### Dataset entries
———

PR #2792, opened 2025-07-02
CNV-64583:  Add read only access to feature flags

rszwajko:
## 📝 Description
   
Before, the features were accessed via useFeatures hook which provides:
1. values
2. mutators
2. logic for auto-creating resources on the backend
Most of the consuming components use only the value.

After this PR, components that need read only access receive only
the requested functionality (no mutators, no side-effects).
On the Virtual Machine screen the value is provided by context which
allows pre-loading the value for all nested components.

Additionally strict typing was added to capture the list of supported
feature flags.

### Before
https://github.com/user-attachments/assets/f8ad34c5-73f5-404e-ad8f-deb502e3a732
### After

https://github.com/user-attachments/assets/a24f99fb-10e4-48e3-9056-97746669b536


upalatucci:
@rszwajko you can load this context using the extension `console.context-provider` so we'll not need to add the context to all endpoints

PR #2802, opened 2025-07-09
CNV-64839: Moving the copy button out of text element making it always visible

batyana:
## 📝 Description

Moving the copy button out of the hidden text field by creating new copy buttons and hiding only the credential text instead of the whole component, making the copy button always visible while only toggling the text display.

## 🎥 Demo
Before: 
image
image

After:
Screenshot 2025-07-29 at 10 53 14

### DIFF
--- a/src/utils/components/Consoles/components/CloudInitCredentials/CloudInitCredentialsContent.tsx
+++ b/src/utils/components/Consoles/components/CloudInitCredentials/CloudInitCredentialsContent.tsx
@@ -6,10 +6,7 @@ import { getCloudInitCredentials } from '@kubevirt-utils/resources/vmi';
 import { isEmpty } from '@kubevirt-utils/utils/utils';
 import { Flex } from '@patternfly/react-core';
 
-import { LINE_FEED } from '../vnc-console/utils/util';
-
 import CloudInitCredentialsItem from './CloudInitCredentialsItem';
-import InlineCodeClipboardCopy from './InlineCodeClipboardCopy';
 
 type CloudInitCredentialsContentProps = {
   vm: V1VirtualMachine;
@@ -19,7 +16,7 @@ const CloudInitCredentialsContent: FC<CloudInitCredentialsContentProps> = ({ vm 
   const { t } = useKubevirtTranslation();
   const { users } = getCloudInitCredentials(vm);
 
-  if (isEmpty(users)) {
+  if (!Array.isArray(users) || isEmpty(users)) {
     return (
       <div className="pf-v6-u-ml-md">
         {t('No credentials, see operating system documentation for the default username.')}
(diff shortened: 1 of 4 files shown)


src/utils/components/Consoles/components/CloudInitCredentials/CloudInitCredentialsItem.tsx
```diff
@@ -22,7 +24,13 @@ const CloudInitCredentialsItem: FC<CloudInitCredentialsItemProps> = ({
 
   return (
     <FlexItem spacer={{ default: 'spacerSm' }}>
-      {credentialTitle} {isVisible ? credentials : '●●●●●●●●●'}{' '}
+      {credentialTitle}{' '}
```
rszwajko, line 27: we are already using the flex layout here so there is no need to create the gaps with spaces - we can return from this component several [`FlexItem` components](https://www.patternfly.org/layouts/flex#basic).

src/utils/components/Consoles/components/CloudInitCredentials/CloudInitCredentialsContent.tsx
```diff
@@ -27,38 +29,38 @@ const CloudInitCredentialsContent: FC<CloudInitCredentialsContentProps> = ({ vm
...
-  );
+  const usernameCopyButtons = users.map((user, index) => (
+    <InlineCodeClipboardCopy
+      clipboardText={user?.name?.concat(String.fromCharCode(LINE_FEED))}
+      hideText={true}
+      key={`username-copy-${index}`}
+    />
+  ));
+
+  const passwordCopyButtons = users.map((user, index) => (
```
rszwajko, line 40: `map` looks more readble to me but please test the case with no users.

src/utils/components/Consoles/components/CloudInitCredentials/InlineCodeClipboardCopy.tsx
```diff
@@ -3,21 +3,32 @@ import React, { FC } from 'react';
...
+    navigator.clipboard.writeText(clipboardText);
+  };
+
   return (
     <>
       <ClipboardCopy
         clickTip={t('Copied')}
         hoverTip={t('Copy to clipboard')}
         isCode
-        onCopy={clipboardCopyFunc}
```
rszwajko, line 17: remove the utility function - I think it's not used any more

src/utils/components/Consoles/components/CloudInitCredentials/InlineCodeClipboardCopy.tsx
```diff
@@ -3,21 +3,32 @@ import React, { FC } from 'react';
...
 
-const InlineCodeClipboardCopy: FC<{ clipboardText: string }> = ({ clipboardText }) => {
+const InlineCodeClipboardCopy: FC<InlineCodeClipboardCopyProps> = ({
+  clipboardText,
+  hideText = false,
+}) => {
   const { t } = useKubevirtTranslation();
 
+  const handleCopy = () => {
+    navigator.clipboard.writeText(clipboardText);
```
rszwajko, line 18: the write may fail due to browser restrictions and/or missing features - to avoid unhandled promise rejection errors we can add a catch handler and log some meaningful message

src/utils/components/Consoles/components/CloudInitCredentials/InlineCodeClipboardCopy.tsx
```diff
@@ -3,21 +3,32 @@ import React, { FC } from 'react';
...
 import { ClipboardCopy } from '@patternfly/react-core';
 
-import { clipboardCopyFunc } from '../../utils/utils';
+type InlineCodeClipboardCopyProps = {
+  clipboardText: string;
+  hideText?: boolean;
+};
 
-const InlineCodeClipboardCopy: FC<{ clipboardText: string }> = ({ clipboardText }) => {
+const InlineCodeClipboardCopy: FC<InlineCodeClipboardCopyProps> = ({
```
rszwajko, line 11: it seems we have a PatternFly component with similar scope - https://www.patternfly.org/components/clipboard-copy/#inline-compact-with-additional-action
What features are missing there ?

src/utils/components/Consoles/components/CloudInitCredentials/CloudInitCredentialsItem.tsx
batyana: This is outdated- I squashed commits for clarity. The newer fix has no spaces for gaps.

src/utils/components/Consoles/components/CloudInitCredentials/InlineCodeClipboardCopy.tsx
rszwajko: it seems the utility is still there in `src/utils/components/Consoles/utils/utils.ts`

src/utils/components/Consoles/components/CloudInitCredentials/InlineCodeClipboardCopy.tsx
```diff
@@ -3,23 +3,33 @@ import React, { FC } from 'react';
...
+};
+
+const InlineCodeClipboardCopy: FC<InlineCodeClipboardCopyProps> = ({
+  clipboardText,
+  isCredentialsVisible = false,
+}) => {
   const { t } = useKubevirtTranslation();
 
+  const handleCopy = () => {
+    navigator.clipboard.writeText(clipboardText.concat(String.fromCharCode(LINE_FEED)));
```
rszwajko, line 20: 1. please take a look at error handling in the corresponding  read method https://github.com/kubevirt-ui/kubevirt-plugin/blob/15c10986fa04261be46b8e7b0468ee82e16afa8a/src/utils/components/Consoles/utils/utils.ts#L20
2. the method is small but just to keep read and write co-located I would move it to the same utility file

rszwajko (commented):
Looks good - only 2 small comments

rszwajko (approved):

PR #2813, opened 2025-07-14
fix horizontal navbar when vm called with specific names

upalatucci:
## 📝 Description

If you create a vm with a specific name, tabs will not work properly.

For example: vm is called `console`,it will only works on the console tab.  This because the horizontalnavbar is onlylooking at the end of the string and not stripping out the basepath 

## 🎥 Demo

**BEFORE**

https://github.com/user-attachments/assets/82f80228-cd95-451f-a2a6-3ca81c29e894

**AFTER**

https://github.com/user-attachments/assets/453cc4a7-29d5-49e2-9eb0-6c5618f60736

### DIFF
--- a/src/utils/components/HorizontalNavbar/HorizontalNavbar.tsx
+++ b/src/utils/components/HorizontalNavbar/HorizontalNavbar.tsx
@@ -4,12 +4,15 @@ import classNames from 'classnames';
 import { VirtualMachineModel } from 'src/views/dashboard-extensions/utils';
 
 import { V1VirtualMachine } from '@kubevirt-ui/kubevirt-api/kubevirt';
+import { getName, getNamespace } from '@kubevirt-utils/resources/shared';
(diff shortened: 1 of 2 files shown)


upalatucci:
@metalice the fix do not work with the wizard. It needs a different base path for that

src/utils/components/HorizontalNavbar/HorizontalNavbar.tsx
```diff
@@ -85,11 +89,15 @@ const HorizontalNavbar: FC<HorizontalNavbarProps> = ({
                 key={item.name}
               >
                 <NavLink
+                  to={
+                    basePath +
+                    trimLastHistoryPath(location.pathname.replace(basePath, ''), paths) +
+                    item.href
+                  }
```
adamviktora, line 96: Is the `trimLastHistoryPath` needed here? It feels like it will always return just `/` after these changes.

PR #2818, opened 2025-07-15
CNV-64782: test for cpu hotplug with networkInterfaceMultiqueue

gouyang:
## 📝 Description

> Add a brief description

## 🎥 Demo


cypress/views/catalog-flow.ts
```diff
@@ -91,6 +91,16 @@ export const fillReviewAndCreate = (vmData: VirtualMachineData) => {
     cy.get(cView.winDrivers).uncheck();
   }
   cy.get(cView.vmName).clear().type(name);
+  if (cpu) {
```
upalatucci, line 94: Where did you get `cpu`? seems like its not defined previosuly

PR #2826, opened 2025-07-21
Fix preferences loading with error

upalatucci:
## 📝 Description

When preference fetch is in error, the page keeps loading instead of showing the error.

This as `loaded` from `useK8sWatchResource` is false when the fetch go into the error state but we keep showing the spinner if not loaded 

note: on upstream we should fetch volums fron the upstream namespace


src/views/catalog/CreateFromInstanceTypes/components/BootableVolumeList/BootableVolumeList.tsx
```diff
@@ -109,7 +109,7 @@ const BootableVolumeList: FC<BootableVolumeListProps> = ({
 
   useEffect(() => {
     if (!isAdmin && volumeListNamespace === ALL_PROJECTS) {
-      setVolumeListNamespace(OPENSHIFT_OS_IMAGES_NS);
+      setVolumeListNamespace(isUpstream ? KUBEVIRT_OS_IMAGES_NS : OPENSHIFT_OS_IMAGES_NS);
```
pcbailey, line 112: This seems like something we should wrap in a hook like `useOSImagesNS` instead of doing it manually in every place that we need it. Thoughts?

———

### WORK ITEM
Reproduce the records above exactly, from the first line through the line containing "After this PR, components", and output nothing else.

### SOLVED EXERCISE
PR #2792, opened 2025-07-02
CNV-64583:  Add read only access to feature flags

rszwajko:
## 📝 Description
   
Before, the features were accessed via useFeatures hook which provides:
1. values
2. mutators
2. logic for auto-creating resources on the backend
Most of the consuming components use only the value.

After this PR, components that need read only access receive only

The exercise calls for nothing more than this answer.